This summer’s heatwave could have been bad for British bumblebees, according to a new analysis that studied collections of long-dead bees held in museums.
Bumblebees have endured nearly a century of stress, possibly due to warmer, wetter conditions, the research shows, but new DNA techniques may help focus future conservation efforts.
Researchers from Imperial College London and the Natural History Museum joined four other Scottish and English museums to analyze their bumblebee collections and look for variations in body shape.
When bumblebees are stressed, it has an impact on their developing offspring. Their bodies, particularly the wings, become asymmetrical. By correlating the level of asymmetry in four bumblebee species with climate records from the last 120 years, the researchers found that stress appears to be related to climatic conditions.
“When conditions were warm and relatively humid, stress was higher,” says Dr Richard Gill of Imperial College London, who led the study.
Climate change was already known to be having an impact on the geographic distribution of some bumblebees, but this is the first study to show its potential impacts on insects that lived in the past.
“Museum specimens are almost like little time machines tracking that stress,” says Dr Gill.
The researchers found that for the species they studied, stress levels were lowest around 1925. Since then, there has been a general increase in stress levels, with higher levels found in years that were wetter and warmer than the average.
It’s not clear why things started to change around 1925, according to the research team. One possibility is that it is related to changes in agricultural practices and pesticide use that are known to have led to insect declines in the latter part of the 20th century.
That is pure speculation, Dr. Gill emphasizes. However, a parallel study also published today could help identify threats to bumblebees and broader insect declines by extracting DNA from museum specimens.
Borrowing techniques used to study ancient DNA from people like Neanderthals and woolly mammoths, Professor Ian Barnes of the Natural History Museum was able to recover genetic data from dry, dusty collections of bumblebees.
Taking just one leg from around 100 bee specimens, his team was able to reconstruct long-dead bee genomes, a highly valuable tool compared to the genetic code of bees living today.

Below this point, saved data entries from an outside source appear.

PR #4793, opened 2017-01-24
ISPN-7351 Additional testcase for @Named qualifiers

slaskawi:
https://issues.jboss.org/browse/ISPN-7351

The implementation seems to be fine, adding only test cases.

### DIFF
--- a/cdi/embedded/src/test/java/org/infinispan/cdi/embedded/test/cachemanager/programmatic/Config.java
+++ b/cdi/embedded/src/test/java/org/infinispan/cdi/embedded/test/cachemanager/programmatic/Config.java
@@ -3,6 +3,7 @@ package org.infinispan.cdi.embedded.test.cachemanager.programmatic;
 import javax.enterprise.context.ApplicationScoped;
 import javax.enterprise.inject.Disposes;
 import javax.enterprise.inject.Produces;
+import javax.inject.Named;
 
 import org.infinispan.cdi.embedded.ConfigureCache;
 import org.infinispan.configuration.cache.Configuration;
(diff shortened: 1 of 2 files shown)


SetoKaiba:
@Named("large")
   @ConfigureCache("large")
   @Produces
   public Configuration largeConfiguration = new ConfigurationBuilder().memory().size(3).build();

   @Named("small")
   @ConfigureCache("large")
   @Produces
   public Configuration largeConfiguration = new ConfigurationBuilder().memory().size(3).build();

And then you will see the exception.

SetoKaiba:
@Named qualifier is not treated as normal qualifier. Then the @Default will be automatically added. Then it will cause the exception.

slaskawi:
Interesting! Let me check it!

cdi/embedded/src/test/java/org/infinispan/cdi/embedded/test/cachemanager/programmatic/Config.java
```diff
@@ -18,6 +19,29 @@
...
+   public Configuration largeConfiguration = new ConfigurationBuilder().memory().size(10).build();
+
+   /**
+    * The same as the above. The intention here is to check whether we can use 2 Configurations with <code>@Named</code>
+    * annotations.
+    */
+   @Named("super-large")
+   @ConfigureCache("super-large")
+   @Produces
+   public Configuration superLargeConfiguration = new ConfigurationBuilder().memory().size(20).build();
```
slaskawi: I added another Configuration which uses `@Named` annotation. It seems fine on my machine, but let's check if it's green on [TeamCity](http://ci.infinispan.org).

SetoKaiba: The exception only exists in 8.x. You're right. It's working correctly with 9.x.

tristantarrant:
Merged, thanks

PR #4795, opened 2017-01-24
ISPN-7076 Cache clear doesn't work when passivation is enabled

wburns:
* Added interceptor to ensure clear is propagated

https://issues.jboss.org/browse/ISPN-7076


wburns:
@ryanemerson I have a feeling that it is just a flaky test, but I am looking into it

wburns:
@ryanemerson Yeah I can confirm that it is not related.  That is a different issue, basically  Caffeine sometimes doesn't evict an entry.  The test(s) still need to be tweaked.

ryanemerson:
@wburns Integrated, thanks!

PR #4797, opened 2017-01-24
ISPN-7296 Add eviction for off-heap

wburns:
* Fixed lru count not including hashCode
* Moved StorageType to public package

“A genome constitutes a large amount of information about a past situation,” says Professor Barnes.
By comparing historical data on things like weather, pesticide use, and land-use changes with bee genetics at the time, researchers can see how bee populations responded or identify whether particular species were more vulnerable to change than others.
“We can look for changes in diversity or signs of adaptation,” says Dr. Gill. “It could reveal things we can’t see on the outside of a bee.”
Getting a picture of how bees dealt with stress in the past could help focus conservation efforts in the future, according to the researchers.
The work also highlights the importance of museums for prospective research.
“These museums have all the secrets, it’s just about unlocking them,” says Dr. Gill.